# Stereo over Coax?



## mrwinc (Jan 16, 2004)

Before I go the ship my tivo away route (NO NOT THAT!!!!!) connect my tivo to another box here is what has happened.

I noticed one day that a stereo signal (not dolby) was not going to TV from the tivo over its coax connector. So I disconnected my DVD player from my TV and plugged in the RCA connectors from my Tivo to my TV and poof my TV is receiving a stereo signal. Before I risk moving my precious Tivo to other TVs in the house does the Tivo send out a stereo signal off its coax? Is there someway I could have accidentally turned that signal off? Is what Hughes is going to do is send me another one in which I'll have to re-set all my season passes (60+) and send my original back?


----------



## HappyGoLucky (Jan 11, 2004)

mrwinc said:


> Before I go the ship my tivo away route (NO NOT THAT!!!!!) connect my tivo to another box here is what has happened.
> 
> I noticed one day that a stereo signal (not dolby) was not going to TV from the tivo over its coax connector. So I disconnected my DVD player from my TV and plugged in the RCA connectors from my Tivo to my TV and poof my TV is receiving a stereo signal. Before I risk moving my precious Tivo to other TVs in the house does the Tivo send out a stereo signal off its coax? Is there someway I could have accidentally turned that signal off? Is what Hughes is going to do is send me another one in which I'll have to re-set all my season passes (60+) and send my original back?
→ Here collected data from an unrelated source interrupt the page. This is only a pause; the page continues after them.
PR #344, opened 2026-07-27
Add configurable compute unit buffer and resource limit estimation controls

lorisleiva:
This PR reworks resource limit estimation for the RPC plugin and prepares the transaction planner config for version 1 transactions.

The compute unit buffer applied to simulation estimates is now configurable through a new `getComputeUnitLimitFromEstimate` option on `rpcTransactionPlanExecutor` (surfaced on `solanaRpc`). The previous flat 10% buffer is replaced by a default that enforces a 300 CU floor and a margin decaying linearly from 10% to 2% by 500,000 CU, with the result always capped at the 1,400,000 per-transaction maximum. Resource limit estimation can now be disabled with `estimateResourceLimits: false` for size-sensitive transactions.

`TransactionPlannerConfig` on both the RPC and LiteSVM plugins becomes a version-discriminated union so that version 1 support (structured resource headers) can land later without a breaking change; passing `version: 1` throws for now since `@solana/kit` cannot yet build v1 messages.

### DIFF
--- a/packages/kit-plugin-litesvm/src/transaction-planner.ts
+++ b/packages/kit-plugin-litesvm/src/transaction-planner.ts
@@ -3,6 +3,7 @@ import {
     createTransactionMessage,
     createTransactionPlanner,
     extendClient,
+    Lamports,
     MicroLamports,
     pipe,
     setTransactionMessageComputeUnitPrice,
@@ -15,6 +16,10 @@ import {
  * The planner creates transaction messages with:
  * - The configured fee payer.
  * - Optional priority fees.
+ *
+ * Unlike the RPC planner, the LiteSVM planner does not estimate resource limits,
+ * since LiteSVM executes transactions locally without a simulation-based
+ * estimation step.
  *
  * @param config - Optional configuration for the planner.
  * @returns A plugin that adds `transactionPlanner` to the client.
@@ -34,15 +39,28 @@ import {
  */
 export function litesvmTransactionPlanner(config: TransactionPlannerConfig = {}) {
     return <T extends ClientWithPayer>(client: T) => {
+        if (config.version === 1) {
+            // The v1 transaction path is defined at the type level for forward
+            // compatibility, but `createTransactionMessage` cannot yet build v1
+            // messages, so we fail loudly rather than silently misbehave.
+            throw new Error(
+                'Version 1 transactions are not yet supported by `litesvmTransactionPlanner`. ' +
+                    'Use version 0 or legacy transactions for now.',
+            );
+        }
+
+        const version = config.version ?? 0;
+        const microLamportsPerComputeUnit = config.microLamportsPerComputeUnit;
+
         const transactionPlanner = createTransactionPlanner({
             createTransactionMessage: () => {
                 return pipe(
-                    createTransactionMessage({ version: config.version ?? 0 }),
+                    createTransactionMessage({ version }),
                     tx => setTransactionMessageFeePayerSigner(client.payer, tx),
                     tx =>
-                        config.microLamportsPerComputeUnit
-                            ? setTransactionMessageComputeUnitPrice(config.microLamportsPerComputeUnit, tx)
-                            : tx,
+                        microLamportsPerComputeUnit === undefined
+                            ? tx
+                            : setTransactionMessageComputeUnitPrice(microLamportsPerComputeUnit, tx),
                 );
             },
         });
@@ -52,18 +70,17 @@ export function litesvmTransactionPlanner(config: TransactionPlannerConfig = {})
 }
 
 /**
- * Configuration options for the transaction planner.
+ * Configuration options for the transaction planner when creating legacy or
+ * version 0 transaction messages.
  *
- * The `version` field is used to determine the transaction version
- * to use when creating transaction messages and determines the shape
- * of the rest of the configuration options, as some options are only
- * applicable to certain transaction versions.
+ * For these versions, priority fees are expressed as a `setComputeUnitPrice`
+ * compute budget instruction appended to the transaction.
  */
-// TODO(loris): Add support for v1 transactions when LiteSVM supports them.
-// This includes: `version: 1` and `priorityFees?: Lamports` in a new union variant.
-export type TransactionPlannerConfig = {
+export type TransactionPlannerConfigLegacy = {
     /**
-     * The priority fees to be set on the transaction in micro lamports per compute unit.
+     * The priority fee to set on the transaction, in micro-lamports per compute
+     * unit, added as a `setComputeUnitPrice` instruction.
+     *
      * Defaults to using no priority fees.
      */
     microLamportsPerComputeUnit?: MicroLamports;
@@ -73,3 +90,42 @@ export type TransactionPlannerConfig = {
      */
     version?: 'legacy' | 0;
 };
+
+/**
+ * Configuration options for the transaction planner when creating version 1
+ * transaction messages.
+ *
+ * For version 1, priority fees live in a structured resource header rather than
+ * a compute budget instruction, and are expressed as a total amount in lamports
+ * rather than a per-compute-unit price.
+ *
+ * @remarks
+ * Version 1 transactions are not yet buildable by `@solana/kit`, so this branch
+ * is currently inert: passing `version: 1` throws at runtime. The shape is
+ * defined now so that enabling version 1 later is not a breaking change.
+ */
+export type TransactionPlannerConfigV1 = {
+    /**
+     * The total priority fee to set on the transaction, in lamports, written to
+     * the version 1 resource header.
+     *
+     * Defaults to using no priority fees.
+     */
+    priorityFeeLamports?: Lamports;
+    /**
+     * The transaction message version to use when creating transaction messages.
+     */
+    version: 1;
+};
+
+/**
+ * Configuration options for the transaction planner.
+ *
+ * The `version` field determines the transaction version to use when creating
+ * transaction messages and discriminates the shape of the rest of the
+ * configuration, as some options are only applicable to certain versions.
+ *
+ * @see {@link TransactionPlannerConfigLegacy}
+ * @see {@link TransactionPlannerConfigV1}
+ */
+export type TransactionPlannerConfig = TransactionPlannerConfigLegacy | TransactionPlannerConfigV1;
--- a/packages/kit-plugin-rpc/src/transaction-plan-executor.ts
+++ b/packages/kit-plugin-rpc/src/transaction-plan-executor.ts
@@ -50,6 +50,43 @@ import {
 export function rpcTransactionPlanExecutor(
     config: {
         /**
+         * Whether to estimate and set resource limits (the compute unit limit
+         * and, for version 1 transactions, the loaded accounts data size limit)
+         * by simulating the transaction before sending.
+         *
+         * When `true` (default), any resource limit that is still provisory or
+         * unset is estimated via a simulation and replaced with the estimated
+         * value (with a compute unit buffer applied via
+         * `getComputeUnitLimitFromEstimate`). When `false`, no estimation
+         * simulation is performed and the message is sent with exactly the
+         * resource limits it already carries.
+         *
+         * This should match the `estimateResourceLimits` option passed to
+         * {@link rpcTransactionPlanner}, which controls whether provisory limits
+         * are reserved in the first place. {@link solanaRpc} keeps them in sync
+         * automatically.
+         *
+         * Defaults to `true`.
+         */
+        estimateResourceLimits?: boolean;
+        /**
+         * Maps the estimated compute unit consumption from simulation to the
+         * compute unit limit to set on the transaction, adding headroom to
+         * account for variation between simulation and execution.
+         *
+         * By default, a function is used that adds a buffer on top of the
+         * estimate of at least 300 compute units, or a margin that decays
+         * linearly from 10% at low estimates to 2% at 500,000 compute units and
+         * above, whichever is greater.
+         *
+         * The returned value is always capped at 1,400,000, the maximum number of
+         * compute units allowed per transaction.
+         *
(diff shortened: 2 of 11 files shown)


lorisleiva:
* **#344** <a href="https://app.graphite.com/github/pr/anza-xyz/kit-plugins/344?utm_source=stack-comment-icon" target="_blank">Graphite</a> 👈 <a href="https://app.graphite.com/github/pr/anza-xyz/kit-plugins/344?utm_source=stack-comment-view-in-graphite" target="_blank">(View in Graphite)</a>
* `main`


<h2></h2>

lorisleiva:
@trevor-cortex

trevor-cortex (commented):
## Summary

This PR does three related things on the RPC transaction plan executor / planner (and the LiteSVM planner, for consistency):

1. **Configurable compute unit buffer.** The previous flat 10% buffer becomes a `getComputeUnitLimitFromEstimate: (estimatedComputeUnits: number) => number` option on `rpcTransactionPlanExecutor` (and `solanaRpc`). The new default enforces a 300 CU floor and a margin decaying linearly from 10% at low estimates to 2% at 500,000+ CU, with the final result always capped at 1,400,000. The buffer is applied on both the success path and the `skipPreflight` recovery path.
2. **`estimateResourceLimits: false` opt-out.** Threaded through the planner (skips `fillTransactionMessageProvisoryResourceLimits`), the executor (skips the estimation simulation entirely), and `solanaRpc` (single source in `transactionConfig`, wired to both).
3. **`TransactionPlannerConfig` as a version-discriminated union.** Adds `TransactionPlannerConfigLegacy` and `TransactionPlannerConfigV1` on both plugins, so that a future `priorityFeeLamports` (v1 resource header) can land without a breaking change. `version: 1` throws at runtime for now.

The math on the default buffer curve checks out (spot-checked 50,000 → 54,600, 42 → 300 via the floor, and 1,390,000 → 27,800 extra → 1,417,800 → capped at 1,400,000). Tests cover the small/mid/cap/custom-fn/recovery-path cases and the type-level discrimination on both plugins. Docs on `solanaRpc`, the planner, and the executor are kept in sync, and the readme sections have been updated.

## For subsequent reviewers

- **Planner/executor sync when not using `solanaRpc`.** `solanaRpc` mirrors `estimateResourceLimits` to both plugins automatically, but a user wiring `rpcTransactionPlanner` and `rpcTransactionPlanExecutor` by hand can easily set one and not the other. If the planner reserves provisory limits (default) but the executor is told `estimateResourceLimits: false`, the transaction goes out with a provisory CU limit of 0. The executor's docblock calls this out, but it's an easy footgun — worth confirming this is acceptable rather than something we want to guard against.
- **Umbrella re-export asymmetry.** `@solana/kit-plugins` now re-exports `TransactionPlannerConfigLegacy` / `TransactionPlannerConfigV1` from `@solana/kit-plugin-rpc` only. The LiteSVM variants have the same names but a strictly smaller shape (no `estimateResourceLimits`). The comment calls them supersets, which is accurate, but anyone importing these types from the umbrella and passing them to `litesvmTransactionPlanner` will be able to set `estimateResourceLimits` at the type level even though it's ignored at runtime. Probably fine given the umbrella is deprecated, but worth being aware of.
- **V1 type shape is speculative.** `priorityFeeLamports: Lamports` on `TransactionPlannerConfigV1` locks in a name and unit for a feature that isn't buildable yet. If Kit lands v1 support with a different field name or additional required fields, this becomes a soft breaking change even though the branch currently throws. The `@remarks` docblock is upfront about this — flagging so it's a deliberate choice.
- **Recovery path with missing `unitsConsumed`.** On the `skipPreflight` recovery path, `error.context.unitsConsumed ?? 0n` means a failed simulation with no reported units resolves to `estimatedComputeUnits = 0`, which the default function turns into the 300 floor. That seems like reasonable behaviour (transaction still reaches the validator with a tiny CU limit for debugging), but worth verifying it matches the intent.

Overall this looks good — clean split of concerns, tests are thorough, and the docs are careful about the interactions between `estimateResourceLimits`, `skipPreflight`, and preflight. Just leaving comments; no blocking issues.

packages/kit-plugin-rpc/src/transaction-plan-executor.ts
```diff
@@ -138,30 +187,76 @@ export function rpcTransactionPlanExecutor(
...
+ * @param estimatedComputeUnits - The compute units consumed during simulation.
+ * @returns The compute unit limit to set on the transaction.
+ */
+function getDefaultComputeUnitLimitFromEstimate(estimatedComputeUnits: number): number {
+    const progress = Math.min(estimatedComputeUnits / COMPUTE_UNIT_MARGIN_CAP, 1);
+    const margin = MAX_COMPUTE_UNIT_MARGIN - (MAX_COMPUTE_UNIT_MARGIN - MIN_COMPUTE_UNIT_MARGIN) * progress;
+    // Compute the extra units separately and round them up before adding, so we
+    // avoid floating-point artefacts from multiplying by `1 + margin` directly.
+    const extraComputeUnits = Math.ceil(estimatedComputeUnits * margin);
+    return estimatedComputeUnits + Math.max(MIN_COMPUTE_UNIT_BUFFER, extraComputeUnits);
```
amilz, line 228: I think we want to run `Math.ceil` on the full result to make sure it's an integer.

packages/kit-plugin-rpc/src/transaction-plan-executor.ts
```diff
@@ -196,10 +291,14 @@ function bufferAndRecoverResourceLimits(
...
         onSimulate();
 
-        // Multiply the estimated compute unit limit by 1.1 to add a 10% buffer.
+        // Apply the compute unit buffer to the estimated compute unit limit,
+        // capping at the per-transaction maximum.
         return {
             ...estimate,
-            computeUnitLimit: Math.ceil(estimate.computeUnitLimit * 1.1),
+            computeUnitLimit: Math.min(
+                MAX_COMPUTE_UNIT_LIMIT,
```
amilz, line 300: I understand why `MAX_COMPUTE_UNIT_LIMIT` is here as a protection rather than inside of `getComputeUnitLimitFromEstimate` -- however, it might make sense to move it into `getComputeUnitLimitFromEstimate` so if someone is testing a feature gate or cluster that has a higher ceiling, they'd be able to include that in their custom config.

packages/kit-plugin-rpc/src/transaction-planner.ts
```diff
@@ -34,19 +36,41 @@ import {
...
-                    createTransactionMessage({ version: config.version ?? 0 }),
+                    createTransactionMessage({ version }),
                     tx => setTransactionMessageFeePayerSigner(client.payer, tx),
-                    tx => fillTransactionMessageProvisoryResourceLimits(tx),
+                    tx => (estimateResourceLimits ? fillTransactionMessageProvisoryResourceLimits(tx) : tx),
                     tx =>
-                        config.microLamportsPerComputeUnit
-                            ? setTransactionMessageComputeUnitPrice(config.microLamportsPerComputeUnit, tx)
-                            : tx,
+                        microLamportsPerComputeUnit === undefined
```
amilz, line 71: Did you want to add a default value?

packages/kit-plugin-rpc/test/transaction-plan-executor.test.ts
amilz, line 1: wdyt about a `it('performs no simulation when estimation is disabled and preflight is skipped', async () => {` and `expect(simulateTransaction).not.toHaveBeenCalled();`

amilz (commented):
LGTM. Couple of nits and a question about default pri fee.

packages/kit-plugin-rpc/src/transaction-planner.ts
lorisleiva: Hmm maybe I got this wrong but if I remember correctly we decided together not to add any default value for priority fees anymore since the new CU function accounts for the extra instruction now. The benefit of this is we don't have to guess a good enough `microLamportsPerComputeUnit` and more importantly we don't need to guess a good enough "flat" `priorityFee` amount when transactions v1 are out. It also makes the API more intuitive because now you don't need to opt-out of priority fees. What do you reckon?

packages/kit-plugin-rpc/src/transaction-plan-executor.ts
lorisleiva: I'd still lean on keeping the global `MAX_COMPUTE_UNIT_LIMIT` protection for the following reasons:
- These plugins are designed for the 90% use-cases which will create transactions within the currently available limits. With that in mind, I think there's more value in protecting a user that offer a function such as `cu => cu * 1.5` versus allowing some advance user to bypass the current limits to test some upcoming feature.
- Advanced users testing new limits can easily bypass this by providing an explicit CU value themselves on the transaction.

packages/kit-plugin-rpc/test/transaction-plan-executor.test.ts
lorisleiva: Good shout! I've added the test.

packages/kit-plugin-rpc/src/transaction-plan-executor.ts
lorisleiva: Good call, the default function is actually already safe (`extraComputeUnits` is already using `Math.ceil`) but the call site that also accepts a custom function isn't protected. I've added a `Math.ceil` there.

```diff
- getComputeUnitLimitFromEstimate(estimate.computeUnitLimit),
+ Math.ceil(getComputeUnitLimitFromEstimate(estimate.computeUnitLimit))
```

packages/kit-plugin-litesvm/src/transaction-planner.ts
```diff
@@ -34,15 +39,28 @@ import {
...
 export function litesvmTransactionPlanner(config: TransactionPlannerConfig = {}) {
     return <T extends ClientWithPayer>(client: T) => {
+        if (config.version === 1) {
+            // The v1 transaction path is defined at the type level for forward
+            // compatibility, but `createTransactionMessage` cannot yet build v1
+            // messages, so we fail loudly rather than silently misbehave.
+            throw new Error(
+                'Version 1 transactions are not yet supported by `litesvmTransactionPlanner`. ' +
+                    'Use version 0 or legacy transactions for now.',
+            );
```
mcintyre94, line 49: I think this is probably the right call, but FWIW Kit can fully build and send v1 messages with the current version. The only thing missing is the `createTransactionMessage` version, ie you'd get a type error on that line if you didn't have this narrowing. And obviously network support, which is why the type change hasn't been made to Kit yet. So debatable, but if we decide to add it to the type here now (forward compatibility is a fair argument for that), we could also just allow it. You'd just need to `ts-ignore` the `createTransactionMessage` line.

packages/kit-plugin-rpc/src/transaction-planner.ts
mcintyre94: I'd agree with this - I don't think there's a good way to set a default (on mainnet), and the same with the flat `priorityFee` for v1. Something we could think about in future is that the new RPC spec should eventually include a fee estimate API (if I understand correctly), which we could add to Kit and potentially use in a similar way to simulation to estimate CUs to automatically set a default.

packages/kit-plugins/src/index.ts
```diff
@@ -3,9 +3,14 @@ export * from '@solana/kit-plugin-instruction-plan';
...
-export type { TransactionPlannerConfig } from '@solana/kit-plugin-rpc';
+// Resolve ambiguous re-exports. Both `@solana/kit-plugin-litesvm` and
+// `@solana/kit-plugin-rpc` export these types with the same name. We re-export
+// the `@solana/kit-plugin-rpc` variants, which are supersets of the LiteSVM
+// ones (they additionally support resource limit estimation).
+export type {
+    TransactionPlannerConfig,
+    TransactionPlannerConfigLegacy,
+    TransactionPlannerConfigV1,
+} from '@solana/kit-plugin-rpc';
```
mcintyre94, line 14: Nit: I'd lean toward not updating this deprecated package

mcintyre94 (approved):
LGTM! The new default function is much better and being able to override it is much nicer.

packages/kit-plugin-rpc/src/transaction-plan-executor.ts
mcintyre94: I wonder if it'd be worth just adding a `console.warn` if the limit is over `MAX_COMPUTE_UNIT_LIMIT` just so you know to bypass the plugin here. Also might be useful for people writing these CU estimate functions, maybe.

packages/kit-plugin-litesvm/src/transaction-planner.ts
lorisleiva: Good to know! Do we also get a useful runtime error though or would we just get an error if we tried to send it (if I refactored this to just ignore the type error)?

packages/kit-plugins/src/index.ts
lorisleiva: Yeah, Claude keeps rightfully updating these deprecated packages but I just need to pull the plug and remove them now. They've been deprecated for long enough now.

packages/kit-plugin-litesvm/src/transaction-planner.ts
mcintyre94: There's no runtime check for the version in Kit, so you'd just get the RPC error, ie no probably not useful! Runtime error here and then remove it when we decide to add the type to Kit (should be alongside the Agave 4.2 release) probably makes the most sense I think.

packages/kit-plugin-rpc/src/transaction-plan-executor.ts
lorisleiva: As discussed offline, let's not do a `console.warn` since that would be the first time we do this in both Kit and Kit Plugins. We also noted that Kit itself does the same clamping in its helper functions without any warnings.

Most receivers do NOT send a stereo audio signal via the coax (RF) connection. It is technically possible to do so but requires more expensive RF signal generation electronics. Most companies simply don't do that in order to save total cost on the machine. The Tivo units do not send a stereo signal via the RF (coax) connection, you must either connect via the RCA cables or the Dolby Digital output.

You can purchase a stereo RF modulator from places like Radio Shack, but I cannot guarantee it would work reliably with a satellite receiver.


----------



## mrwinc (Jan 16, 2004)

HappyGoLucky said:


> The Tivo units do not send a stereo signal via the RF (coax) connection, you must either connect via the RCA cables or the Dolby Digital output.


Cool.... I thought I was going crazy or the Dtivo was damaged when I noticed it. I've had the tivo setup in the bedroom for a few months now and have always just been amazed regarding the DVR functionality that I didn't even pay attention to the audio quality. When listening to music it makes a difference.

I guess this is ONE thing that cable has up on a DTV. The only thing.


----------



## boba (May 23, 2003)

No cable dosen't have one up there either most cable channels are not broadcast in stereo either. If you want stereo on coax you can buy stereo modulators from about $75. Both DISH and Directv are going to be offering built in stereo modulators on some receivers. Motorola and Cable Electronics have released a chip that will be used by both companies(DISH & Directv) to give stereo and agile modulation to some future models.


----------



## ccwf (Dec 4, 2003)

Lots and lots of cable channels are broadcast in stereo or even DD5.1.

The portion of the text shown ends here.